Scheels is the sponsor and started the event. They deserve to have in front of their store for now but if they continue the billing of the Midwest Waterfowl fest it'll have to grow or people, IMO, will stop coming to the fair. They are doing a good job in my opinion for now. Some of you guys are right though. It won't get much bigger if the venue isn't changed.....Without the space expanding greatly it'll be hard to sell to too many vendors. Need area where dogs can run a little.

Good job to the guys at Scheels for getting something like this started in Fargo. It just takes time to build on these things for the future.


----------



## spoiler92 (Jul 30, 2003)

Have any of you drove past the new Scheels they are building on 45th Street in Fargo?
I think they will have enough room when that store is finished. It is huge and on an huge lot with alot of extra outside space!

Spoiler92


----------



## cliffy whitt (Jul 20, 2005)

You guys are completley missing the point of the event. First of all Scheels is a sponsor. This is a community event to celebrate waterfowl hunting and nothing more. The Fargo Park District is the lead agency of the event. Scheels has done a wonderful job in promoting and sponsoring the event. Yes we would like to grow the event and add more vendors and events. Please keep in mind that this is supposed to be fun and inexpensive event. As yopu can see everything is free.
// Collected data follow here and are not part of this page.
PR #974, opened 2016-04-01
Implementing async readahead with sync read on StreamFormatter

mconnew:
I also passed through a cancellation token from higher layers to improve timing out scenarios with chunked encoding.

### DIFF
--- a/src/System.Private.ServiceModel/src/System.Private.ServiceModel.csproj
+++ b/src/System.Private.ServiceModel/src/System.Private.ServiceModel.csproj
@@ -1,4 +1,4 @@
-<?xml version="1.0" encoding="utf-8"?>
+﻿<?xml version="1.0" encoding="utf-8"?>
 <Project ToolsVersion="12.0" xmlns="http://schemas.microsoft.com/developer/msbuild/2003" DefaultTargets="Build">
   <PropertyGroup>
     <Configuration Condition="'$(Configuration)'==''">$(OS)_Debug</Configuration>
@@ -21,20 +21,18 @@
     <PackageTargetRuntime Condition="'$(OSGroup)' == 'Windows_NT'">win7</PackageTargetRuntime>
     <NuGetTargetMoniker Condition="'$(TargetGroup)' == ''">.NETStandard,Version=v1.3</NuGetTargetMoniker>
   </PropertyGroup>
-
   <!-- Default configurations to help VS understand the options -->
   <PropertyGroup Condition="'$(Configuration)|$(Platform)' == 'Unix_Debug|AnyCPU'" />
   <PropertyGroup Condition="'$(Configuration)|$(Platform)' == 'Unix_Release|AnyCPU'" />
-  <PropertyGroup Condition="'$(Configuration)|$(Platform)' == 'Windows_Debug|AnyCPU'"/>
-  <PropertyGroup Condition="'$(Configuration)|$(Platform)' == 'Windows_Release|AnyCPU'"/>
-  <PropertyGroup Condition="'$(Configuration)|$(Platform)' == 'Windows_netcore50_Debug|AnyCPU'"/>
-  <PropertyGroup Condition="'$(Configuration)|$(Platform)' == 'Windows_netcore50_Release|AnyCPU'"/>
-
+  <PropertyGroup Condition="'$(Configuration)|$(Platform)' == 'Windows_Debug|AnyCPU'" />
+  <PropertyGroup Condition="'$(Configuration)|$(Platform)' == 'Windows_Release|AnyCPU'" />
+  <PropertyGroup Condition="'$(Configuration)|$(Platform)' == 'Windows_netcore50_Debug|AnyCPU'" />
+  <PropertyGroup Condition="'$(Configuration)|$(Platform)' == 'Windows_netcore50_Release|AnyCPU'" />
   <PropertyGroup Condition="'$(TargetGroup)' == 'netcore50'">
     <DefineConstants>$(DefineConstants);FEATURE_NETNATIVE</DefineConstants>
   </PropertyGroup>
   <PropertyGroup Condition="'$(TargetGroup)' != 'netcore50'">
-    <DefineConstants>$(DefineConstants);FEATURE_CORECLR;SUPPORTS_WINDOWSIDENTITY</DefineConstants> 
+    <DefineConstants>$(DefineConstants);FEATURE_CORECLR;SUPPORTS_WINDOWSIDENTITY</DefineConstants>
   </PropertyGroup>
   <PropertyGroup Condition="'$(TargetsWindows)' == 'true'">
     <DefineConstants>$(DefineConstants);TARGETS_WINDOWS</DefineConstants>
--- a/src/System.Private.ServiceModel/src/System/ServiceModel/Channels/HttpResponseMessageHelper.cs
+++ b/src/System.Private.ServiceModel/src/System/ServiceModel/Channels/HttpResponseMessageHelper.cs
@@ -32,7 +32,7 @@ namespace System.ServiceModel.Channels
             _encoder = factory.MessageEncoderFactory.Encoder;
         }
 
-        internal async Task<Message> ParseIncomingResponse()
+        internal async Task<Message> ParseIncomingResponse(TimeoutHelper timeoutHelper)
         {
             ValidateAuthentication();
             ValidateResponseStatusCode();
@@ -52,7 +52,7 @@ namespace System.ServiceModel.Channels
             }
             else
             {
-                message = await ReadStreamAsMessageAsync();
+                message = await ReadStreamAsMessageAsync(timeoutHelper);
             }
 
             var exception = ProcessHttpAddressing(message);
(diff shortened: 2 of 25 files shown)


src/System.Private.ServiceModel/src/System/ServiceModel/Channels/HttpResponseMessageHelper.cs
```diff
@@ -173,16 +173,16 @@ private Task<Message> ReadStreamAsMessageAsync()
...
             return ReadBufferedMessageAsync(contentStreamTask);
         }
 
-        private async Task<Message> ReadChunkedBufferedMessageAsync(Task<Stream> inputStreamTask)
+        private async Task<Message> ReadChunkedBufferedMessageAsync(Task<Stream> inputStreamTask, TimeoutHelper timeoutHelper)
         {
             try
             {
-                return await _encoder.ReadMessageAsync(await inputStreamTask, _factory.BufferManager, _factory.MaxBufferSize, _contentType);
+                return await _encoder.ReadMessageAsync(await inputStreamTask, _factory.BufferManager, _factory.MaxBufferSize, _contentType, await timeoutHelper.GetCancellationTokenAsync());
```
mconnew: I originally made this change as I was trying to get the cancellation token passed through to enable pre-reading the stream asynchronously with the timeout applied. Unfortunately this couldn't be done in the end due to needing to cross over a synchronous public api in MessageEncoder to be able to put the ReadAheadWrappingStream in the correct place for the call hierarchy to work.

src/System.Private.ServiceModel/src/System/ServiceModel/Channels/ReadAheadWrappingStream.cs
```diff
@@ -0,0 +1,304 @@
...
+
+            if (_previousCompletedReadTask.Result != bytesRead)
+            {
+                _previousCompletedReadTask = Task.FromResult(bytesRead);
+            }
+
+            return _previousCompletedReadTask;
+        }
+
+        private async Task<int> ReadAsyncAfterReadFromBuffer(int bytesRead, byte[] buffer, int offset, int count, CancellationToken cancellationToken)
```
roncain: Nit: possibly add comment explaining what is expected of the input parameters here.  The fact 'count' really means count-bytesRead and offset means offset+bytesRead made me look twice to understand how it is used.

src/System.Private.ServiceModel/src/System/ServiceModel/Channels/ReadAheadWrappingStream.cs
```diff
@@ -0,0 +1,304 @@
...
+        }
+
+        public override Task<int> ReadAsync(byte[] buffer, int offset, int count, CancellationToken cancellationToken)
+        {
+            if (cancellationToken.IsCancellationRequested)
+            {
+                return Task.FromCanceled<int>(cancellationToken);
+            }
+
+            if (_buffers[0].Count == 0 && _buffers[1].Count == 0)
```
roncain: The decision to call base.ReadAsync() is based on the buffers both being empty.  Is there any code path that could enter here after _previousCompletedReadTask has been set but before anything is in one of the buffers?  I'm just trying to understand if there are any Asserts we can make to guarantee presumed invariants (like _previousCompletedReadTask not already being set, etc.).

No admmission, free parking free t-shirts, free hotdogs, free coke products, free duck calls, free calling seminarsto kids . 30 free du memberships to kids purchased by the Fargo Park District , 100 free duck calls, free super air free verical jump. Everything is free except the adult calling contests. As you can see the prizes are nice for a $25.00 entry fee. 2 calling rounds plus a t-shirt. Yes scheels does benefit from the event but they have been fantastic to work with on this event. They have donated all the prizes, trophies and their staff for the event. But all that other stuff you see like stage pool, hot dogs coke,etc was paid for by the Fargo Park District which makes it a community event not something done to make a profit. We love waterfowl hunting and are doing our best to put on a fun event for others to enjoy!!!!!! Cliffy Whitt


----------



## Field Hunter (Mar 4, 2002)

CW,
Thanks.

I didn't realize the event was sponsored by Fargo Parks as the lead organization.....How about holding it at a neutral location and getting all the sporting organizations involved?

I know that might be a lot of work. I'm one of the guys starting the new Delta Chapter in Fargo and I know what it might entail to get this event moving towards a true Midwest Fest. Delta would certainly entertain the idea of becoming more involved in future planning as would other organizations in the Fargo area.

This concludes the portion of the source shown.